EXCERPTED RECORDS Block Start

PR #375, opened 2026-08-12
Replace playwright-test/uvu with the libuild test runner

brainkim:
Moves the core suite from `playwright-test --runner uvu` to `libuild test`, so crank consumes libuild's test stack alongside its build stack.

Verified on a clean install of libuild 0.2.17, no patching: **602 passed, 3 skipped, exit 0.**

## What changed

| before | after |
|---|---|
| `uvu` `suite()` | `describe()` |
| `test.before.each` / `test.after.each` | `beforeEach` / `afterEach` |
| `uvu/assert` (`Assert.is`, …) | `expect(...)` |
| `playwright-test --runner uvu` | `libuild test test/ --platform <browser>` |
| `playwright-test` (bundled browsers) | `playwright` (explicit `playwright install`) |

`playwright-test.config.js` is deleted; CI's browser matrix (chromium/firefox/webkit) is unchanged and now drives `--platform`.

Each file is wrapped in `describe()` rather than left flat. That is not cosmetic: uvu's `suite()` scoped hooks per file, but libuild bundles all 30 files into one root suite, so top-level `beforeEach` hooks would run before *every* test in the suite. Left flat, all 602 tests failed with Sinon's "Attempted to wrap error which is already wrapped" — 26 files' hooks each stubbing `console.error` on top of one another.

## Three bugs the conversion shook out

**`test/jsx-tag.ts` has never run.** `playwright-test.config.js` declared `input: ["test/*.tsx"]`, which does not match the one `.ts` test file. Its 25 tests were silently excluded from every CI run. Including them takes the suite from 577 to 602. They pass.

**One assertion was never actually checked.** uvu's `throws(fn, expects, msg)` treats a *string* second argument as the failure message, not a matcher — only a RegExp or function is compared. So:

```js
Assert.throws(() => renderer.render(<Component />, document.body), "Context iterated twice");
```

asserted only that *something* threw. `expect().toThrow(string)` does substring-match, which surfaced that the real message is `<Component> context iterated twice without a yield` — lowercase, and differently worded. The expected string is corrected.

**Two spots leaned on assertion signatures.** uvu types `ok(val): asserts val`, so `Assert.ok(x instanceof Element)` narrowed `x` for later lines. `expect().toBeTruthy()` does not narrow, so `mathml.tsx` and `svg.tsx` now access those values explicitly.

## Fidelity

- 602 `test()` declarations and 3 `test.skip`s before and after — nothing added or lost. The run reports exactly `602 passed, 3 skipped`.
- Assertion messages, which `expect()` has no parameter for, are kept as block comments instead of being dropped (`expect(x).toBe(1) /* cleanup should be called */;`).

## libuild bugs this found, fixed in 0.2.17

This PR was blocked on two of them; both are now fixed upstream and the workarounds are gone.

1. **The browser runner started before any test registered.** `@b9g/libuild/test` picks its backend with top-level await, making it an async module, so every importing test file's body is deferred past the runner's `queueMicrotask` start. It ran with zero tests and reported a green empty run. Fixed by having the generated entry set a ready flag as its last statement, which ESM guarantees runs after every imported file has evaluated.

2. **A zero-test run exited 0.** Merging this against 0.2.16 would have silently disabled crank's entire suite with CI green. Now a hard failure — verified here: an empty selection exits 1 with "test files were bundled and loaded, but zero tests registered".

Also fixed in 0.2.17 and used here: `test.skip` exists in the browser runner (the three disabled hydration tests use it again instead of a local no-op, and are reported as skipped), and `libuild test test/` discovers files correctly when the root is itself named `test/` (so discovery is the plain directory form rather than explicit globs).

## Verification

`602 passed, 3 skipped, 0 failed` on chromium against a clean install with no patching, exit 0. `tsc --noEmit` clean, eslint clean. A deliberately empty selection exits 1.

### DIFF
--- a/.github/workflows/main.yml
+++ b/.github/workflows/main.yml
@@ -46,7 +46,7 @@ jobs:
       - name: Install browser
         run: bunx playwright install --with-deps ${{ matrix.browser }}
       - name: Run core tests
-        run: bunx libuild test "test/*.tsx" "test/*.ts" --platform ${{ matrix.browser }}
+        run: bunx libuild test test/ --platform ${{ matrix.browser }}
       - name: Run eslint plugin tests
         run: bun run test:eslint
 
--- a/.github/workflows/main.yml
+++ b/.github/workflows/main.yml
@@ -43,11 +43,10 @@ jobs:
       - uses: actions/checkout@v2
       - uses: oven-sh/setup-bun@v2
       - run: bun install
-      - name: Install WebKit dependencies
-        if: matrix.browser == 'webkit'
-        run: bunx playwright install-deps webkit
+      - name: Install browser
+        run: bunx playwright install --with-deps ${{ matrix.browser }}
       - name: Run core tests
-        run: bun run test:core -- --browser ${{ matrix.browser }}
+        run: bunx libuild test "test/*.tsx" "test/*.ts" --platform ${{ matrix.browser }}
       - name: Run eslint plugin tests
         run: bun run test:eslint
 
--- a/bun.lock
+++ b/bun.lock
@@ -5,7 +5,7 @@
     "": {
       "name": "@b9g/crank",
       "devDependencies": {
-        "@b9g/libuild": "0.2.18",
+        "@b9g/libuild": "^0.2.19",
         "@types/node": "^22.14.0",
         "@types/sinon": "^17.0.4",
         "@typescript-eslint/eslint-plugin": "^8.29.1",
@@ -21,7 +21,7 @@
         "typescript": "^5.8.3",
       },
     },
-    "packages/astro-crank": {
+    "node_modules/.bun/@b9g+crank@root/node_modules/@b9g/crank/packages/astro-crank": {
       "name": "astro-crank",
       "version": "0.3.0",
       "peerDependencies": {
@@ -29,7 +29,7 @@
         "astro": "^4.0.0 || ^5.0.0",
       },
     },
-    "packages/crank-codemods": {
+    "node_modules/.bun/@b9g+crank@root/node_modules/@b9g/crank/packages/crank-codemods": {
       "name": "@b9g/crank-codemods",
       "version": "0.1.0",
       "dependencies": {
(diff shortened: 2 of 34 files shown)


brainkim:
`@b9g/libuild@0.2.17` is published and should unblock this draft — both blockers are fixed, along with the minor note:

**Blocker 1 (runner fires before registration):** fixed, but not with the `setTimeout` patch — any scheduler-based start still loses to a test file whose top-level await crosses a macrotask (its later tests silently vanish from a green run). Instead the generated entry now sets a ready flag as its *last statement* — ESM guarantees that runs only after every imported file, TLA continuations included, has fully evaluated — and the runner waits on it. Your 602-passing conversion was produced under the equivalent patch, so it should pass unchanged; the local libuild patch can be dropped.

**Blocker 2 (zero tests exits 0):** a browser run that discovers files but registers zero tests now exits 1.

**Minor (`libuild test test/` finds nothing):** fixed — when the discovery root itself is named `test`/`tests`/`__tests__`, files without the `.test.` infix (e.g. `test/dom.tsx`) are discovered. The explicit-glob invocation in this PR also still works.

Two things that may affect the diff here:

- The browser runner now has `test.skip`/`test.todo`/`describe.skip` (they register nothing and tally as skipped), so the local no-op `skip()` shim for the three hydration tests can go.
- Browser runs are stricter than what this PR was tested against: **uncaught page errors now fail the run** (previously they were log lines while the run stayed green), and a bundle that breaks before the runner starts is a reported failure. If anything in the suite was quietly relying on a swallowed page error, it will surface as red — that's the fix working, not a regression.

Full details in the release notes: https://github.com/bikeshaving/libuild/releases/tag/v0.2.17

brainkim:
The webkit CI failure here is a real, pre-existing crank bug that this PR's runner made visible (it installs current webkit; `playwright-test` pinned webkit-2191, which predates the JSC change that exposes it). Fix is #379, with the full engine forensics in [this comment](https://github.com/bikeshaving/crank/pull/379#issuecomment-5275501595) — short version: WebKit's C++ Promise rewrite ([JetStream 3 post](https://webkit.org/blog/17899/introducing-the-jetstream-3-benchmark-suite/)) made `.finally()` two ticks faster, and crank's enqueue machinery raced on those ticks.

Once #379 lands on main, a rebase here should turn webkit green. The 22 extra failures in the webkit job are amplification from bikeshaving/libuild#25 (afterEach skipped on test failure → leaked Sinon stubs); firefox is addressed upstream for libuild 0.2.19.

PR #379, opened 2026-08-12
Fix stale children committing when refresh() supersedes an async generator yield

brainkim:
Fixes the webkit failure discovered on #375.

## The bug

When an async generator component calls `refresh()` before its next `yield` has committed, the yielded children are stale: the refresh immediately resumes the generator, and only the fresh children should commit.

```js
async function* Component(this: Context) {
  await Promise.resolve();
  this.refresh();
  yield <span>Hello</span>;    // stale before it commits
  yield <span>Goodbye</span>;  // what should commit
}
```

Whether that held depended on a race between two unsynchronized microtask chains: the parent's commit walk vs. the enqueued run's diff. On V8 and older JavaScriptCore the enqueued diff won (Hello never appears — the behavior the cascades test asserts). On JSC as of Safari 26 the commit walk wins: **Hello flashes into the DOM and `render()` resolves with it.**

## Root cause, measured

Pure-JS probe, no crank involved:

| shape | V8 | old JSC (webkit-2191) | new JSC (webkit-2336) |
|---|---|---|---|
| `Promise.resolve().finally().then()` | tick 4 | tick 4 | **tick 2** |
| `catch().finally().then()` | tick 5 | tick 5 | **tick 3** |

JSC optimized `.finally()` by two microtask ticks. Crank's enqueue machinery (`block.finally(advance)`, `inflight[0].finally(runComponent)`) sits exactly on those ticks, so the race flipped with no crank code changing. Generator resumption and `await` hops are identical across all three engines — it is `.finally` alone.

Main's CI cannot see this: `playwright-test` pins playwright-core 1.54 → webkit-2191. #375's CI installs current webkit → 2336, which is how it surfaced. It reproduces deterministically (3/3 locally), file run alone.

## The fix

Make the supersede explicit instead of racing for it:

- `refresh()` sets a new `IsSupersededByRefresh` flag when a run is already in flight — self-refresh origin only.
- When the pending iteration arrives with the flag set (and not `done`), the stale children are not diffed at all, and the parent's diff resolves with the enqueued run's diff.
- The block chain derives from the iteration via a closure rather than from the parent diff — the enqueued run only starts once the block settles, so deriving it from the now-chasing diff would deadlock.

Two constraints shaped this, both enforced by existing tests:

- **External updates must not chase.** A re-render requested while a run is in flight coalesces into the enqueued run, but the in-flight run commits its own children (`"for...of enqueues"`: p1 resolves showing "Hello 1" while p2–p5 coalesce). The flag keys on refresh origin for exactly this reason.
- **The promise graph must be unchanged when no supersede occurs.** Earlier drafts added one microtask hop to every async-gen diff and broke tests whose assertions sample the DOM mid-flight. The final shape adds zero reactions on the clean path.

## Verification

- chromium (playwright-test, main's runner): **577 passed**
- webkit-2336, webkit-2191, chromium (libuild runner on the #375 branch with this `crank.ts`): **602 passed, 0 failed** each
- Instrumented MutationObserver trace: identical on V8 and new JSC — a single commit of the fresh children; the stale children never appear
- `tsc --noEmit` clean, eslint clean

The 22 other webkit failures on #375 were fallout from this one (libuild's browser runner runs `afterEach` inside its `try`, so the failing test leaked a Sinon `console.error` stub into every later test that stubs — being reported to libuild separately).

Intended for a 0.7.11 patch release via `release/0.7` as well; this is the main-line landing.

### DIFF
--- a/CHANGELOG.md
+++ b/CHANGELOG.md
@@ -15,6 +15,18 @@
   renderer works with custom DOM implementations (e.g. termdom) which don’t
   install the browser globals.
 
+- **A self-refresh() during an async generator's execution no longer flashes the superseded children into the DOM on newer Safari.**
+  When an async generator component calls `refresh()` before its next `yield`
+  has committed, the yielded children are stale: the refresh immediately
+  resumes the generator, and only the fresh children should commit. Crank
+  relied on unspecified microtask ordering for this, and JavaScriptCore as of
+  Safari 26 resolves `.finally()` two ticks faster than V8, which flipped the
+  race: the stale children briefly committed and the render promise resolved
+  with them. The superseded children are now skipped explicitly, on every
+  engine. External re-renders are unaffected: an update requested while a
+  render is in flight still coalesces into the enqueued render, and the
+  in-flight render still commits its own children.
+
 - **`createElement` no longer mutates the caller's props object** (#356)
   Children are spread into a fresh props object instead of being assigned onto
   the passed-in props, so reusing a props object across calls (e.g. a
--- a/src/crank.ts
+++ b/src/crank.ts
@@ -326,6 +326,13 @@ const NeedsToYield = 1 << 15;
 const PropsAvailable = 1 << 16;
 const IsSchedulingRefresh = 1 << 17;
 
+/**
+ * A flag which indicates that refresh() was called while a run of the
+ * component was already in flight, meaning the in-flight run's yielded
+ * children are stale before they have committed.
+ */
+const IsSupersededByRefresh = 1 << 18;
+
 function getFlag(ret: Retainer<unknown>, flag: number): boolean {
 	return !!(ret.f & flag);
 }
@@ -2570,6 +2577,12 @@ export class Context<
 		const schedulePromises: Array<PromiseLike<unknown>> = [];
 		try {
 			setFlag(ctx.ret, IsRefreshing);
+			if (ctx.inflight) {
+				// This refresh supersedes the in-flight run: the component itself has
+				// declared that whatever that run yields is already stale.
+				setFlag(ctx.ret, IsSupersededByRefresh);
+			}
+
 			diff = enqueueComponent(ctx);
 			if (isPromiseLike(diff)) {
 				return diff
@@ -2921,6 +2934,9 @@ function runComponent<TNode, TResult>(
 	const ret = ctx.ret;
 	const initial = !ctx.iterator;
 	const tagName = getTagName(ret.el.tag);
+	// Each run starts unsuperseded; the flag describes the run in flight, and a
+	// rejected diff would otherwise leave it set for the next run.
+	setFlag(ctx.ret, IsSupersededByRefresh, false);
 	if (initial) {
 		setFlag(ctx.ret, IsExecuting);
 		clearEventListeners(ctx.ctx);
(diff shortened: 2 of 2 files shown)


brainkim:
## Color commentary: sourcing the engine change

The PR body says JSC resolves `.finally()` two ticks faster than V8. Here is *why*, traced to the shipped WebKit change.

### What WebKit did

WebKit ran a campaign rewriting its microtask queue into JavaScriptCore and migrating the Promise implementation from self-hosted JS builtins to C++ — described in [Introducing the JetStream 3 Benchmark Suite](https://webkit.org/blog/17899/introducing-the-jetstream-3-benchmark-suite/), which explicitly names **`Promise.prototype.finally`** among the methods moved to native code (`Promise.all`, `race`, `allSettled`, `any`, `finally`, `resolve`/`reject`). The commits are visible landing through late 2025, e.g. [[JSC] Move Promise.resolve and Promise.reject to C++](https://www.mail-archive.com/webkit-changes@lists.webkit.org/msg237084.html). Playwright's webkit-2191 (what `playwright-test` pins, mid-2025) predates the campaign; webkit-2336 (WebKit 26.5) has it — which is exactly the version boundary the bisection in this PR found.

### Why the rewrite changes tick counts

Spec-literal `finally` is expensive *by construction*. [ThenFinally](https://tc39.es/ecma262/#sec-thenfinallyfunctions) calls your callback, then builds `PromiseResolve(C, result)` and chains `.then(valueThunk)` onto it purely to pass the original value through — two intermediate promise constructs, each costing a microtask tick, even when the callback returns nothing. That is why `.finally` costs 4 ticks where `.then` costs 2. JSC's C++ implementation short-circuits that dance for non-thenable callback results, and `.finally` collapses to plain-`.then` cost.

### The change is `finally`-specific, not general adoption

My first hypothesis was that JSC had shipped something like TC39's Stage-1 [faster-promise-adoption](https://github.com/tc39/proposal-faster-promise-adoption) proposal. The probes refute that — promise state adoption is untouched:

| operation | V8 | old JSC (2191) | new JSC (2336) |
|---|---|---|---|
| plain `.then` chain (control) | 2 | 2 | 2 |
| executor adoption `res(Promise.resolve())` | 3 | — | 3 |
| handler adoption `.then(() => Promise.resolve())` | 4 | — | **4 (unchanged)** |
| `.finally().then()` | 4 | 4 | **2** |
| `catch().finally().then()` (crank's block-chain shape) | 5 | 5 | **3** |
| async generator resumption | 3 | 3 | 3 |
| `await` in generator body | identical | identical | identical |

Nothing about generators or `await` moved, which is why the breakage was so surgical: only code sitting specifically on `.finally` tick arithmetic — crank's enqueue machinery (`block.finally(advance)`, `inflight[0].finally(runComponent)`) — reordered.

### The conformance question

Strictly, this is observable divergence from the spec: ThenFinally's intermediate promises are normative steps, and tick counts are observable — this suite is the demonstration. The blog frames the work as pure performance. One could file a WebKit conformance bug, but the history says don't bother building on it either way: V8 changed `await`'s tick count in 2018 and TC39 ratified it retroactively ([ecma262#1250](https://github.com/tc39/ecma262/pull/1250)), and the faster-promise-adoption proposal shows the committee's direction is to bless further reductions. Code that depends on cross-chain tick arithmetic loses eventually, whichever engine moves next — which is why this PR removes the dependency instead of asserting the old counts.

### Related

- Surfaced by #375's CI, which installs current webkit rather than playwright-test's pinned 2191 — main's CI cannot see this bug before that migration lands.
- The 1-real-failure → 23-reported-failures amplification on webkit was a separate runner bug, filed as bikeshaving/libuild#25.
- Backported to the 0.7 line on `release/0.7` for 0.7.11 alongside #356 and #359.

EXCERPTED RECORDS Block End

WHAT THE TASK ASKS: Please report every line among the entries that includes "leaked".

TASK RESPONSE:
Once #379 lands on main, a rebase here should turn webkit green. The 22 extra failures in the webkit job are amplification from bikeshaving/libuild#25 (afterEach skipped on test failure → leaked Sinon stubs); firefox is addressed upstream for libuild 0.2.19.
The 22 other webkit failures on #375 were fallout from this one (libuild's browser runner runs `afterEach` inside its `try`, so the failing test leaked a Sinon `console.error` stub into every later test that stubs — being reported to libuild separately).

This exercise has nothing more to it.